To address this question, previously untreated patients with genotype 1 infection were treated with faldaprevir (a protease inhibitor), deleobuvir (a nonnucleoside polymerase inhibitor) and +/- ribavirin for 16 – 40 weeks. Comprehensive phenotypical and functional T-cell analyses were performed in 50 HLA-A*02 positive patients at baseline, week 4, week 12, and follow-up. Virus-specific CD8+ T cells were analyzed by MHC-I tetramers ex vivo and after in vitro expansion with virus-derived peptides and phenotypically characterized for the expression of differentiation and activation markers as well as inhibitory receptors. Functionality was measured by intracellular cytokine staining and proliferation assays.

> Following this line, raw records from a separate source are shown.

PR #554, opened 2024-01-16
Catch ConnectionResetError.

mohsinenar:


benyissa (dismissed):
The error message `ERROR Task exception was never retrieved` typically occurs when an exception is raised within an asynchronous task, but the exception is not explicitly caught or awaited, causing it to be missed.

currently in the code base we call `async_mq_send_message` in 2 cases  : 

if the event loop is currently running we use  `create_task` this will never raise the exception but it will be missed as explained above. 

if the event loop is currently running we use  `run_until_complete` this will return the Future's result, or raise its exception , in this case tenacity can be helpful.

if we want to catch them we can catch ConnectionError directly. but this will never fix this kind of issues if the `async_mq_send_message` was called using `create_task`.

src/ostorlab/agent/mixins/agent_mq_mixin.py
```diff
@@ -168,15 +168,17 @@ async def async_mq_send_message(
             await exchange.publish(routing_key=key, message=pika_message)
 
     @tenacity.retry(
-        retry=tenacity.retry_if_exception_type(aio_pika.exceptions.ConnectionClosed),
+        retry=tenacity.retry_if_exception_type(
```
3asm, line 171: Needs unit test.

3asm (changes requested):

benyissa (commented):
A new release for both `aiormq` and `aio-pika` was published 2 days ago. You can find the releases on the following GitHub repositories:

- `aiormq`: [https://github.com/mosquito/aiormq](https://github.com/mosquito/aiormq)
- `aio-pika`: [https://github.com/mosquito/aio-pika](https://github.com/mosquito/aio-pika)

We should review the change logs to determine if there are any modifications that could impact our current logic. If any such changes exist, it's advisable to pin the version accordingly.

3asm:
Minor updates, just python version changes.

tests/agent/mixins/agent_mq_mixin_test.py
```diff
@@ -126,3 +126,19 @@ async def testClient_whenClientDisconnects_messageIsNotLost(mocker, mq_service):
     # make sure the message is received and was not deleted
     stub.assert_called_with(word)
     assert stub.call_count == 1
+
+
+def testMqSendMessage_onConnectionResetError_shouldRetriesAndReraise(mocker):
```
elyousfi5, line 131: typing please

3asm (approved):

PR #557, opened 2024-01-23
Feat: Use Ruff as a linter and formatter

benyissa:
In this pull request, the decision was made to exclusively transition from pylint and black to utilizing Ruff, a high-speed Python linter and code formatter written in Rust, due to its rapid feedback loop, comprehensive rule set, and compatibility with popular code editors, aiming to accelerate checks and improve the development flow.

### DIFF
--- a/src/ostorlab/cli/ci_scan/__init__.py
+++ b/src/ostorlab/cli/ci_scan/__init__.py
@@ -2,4 +2,4 @@
 from ostorlab.cli.ci_scan import run
 from ostorlab.cli.ci_scan.ci_scan import ci_scan
 
-__all__ = [run, ci_scan()]
+__all__ = [run, ci_scan]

Importantly, we found a significant increase in the frequency of HCV-specific CD8+ T cells during and after treatment compared to baseline that only occurred in patients with SVR. This effect could be observed directly ex vivo and after in vitro expansion. This increase in detectable HCV-specific CD8+ T-cell responses correlated with a decline of HCV viral load and successful viral clearance. In contrast, we did not observe any significant changes in the frequency of CMV- and Flu-specific CD8+ T cells, indicating a specific restoration of HCV-specific CD8+ T cells under successful IFN-free therapy. In sum, to our knowledge, this is the first study indicating a restoration of HCV-specific CD8+ T cells under IFN-free therapy. These results clearly suggest that ongoing viral replication directly contributes to HCV-specific CD8+ T-cell exhaustion. They also suggest that in contrast to patients with IFN-based therapy, patients with SVR after IFN-free therapy may have functional HCV-specific CD8+ T cells that may even contribute to protective immunity.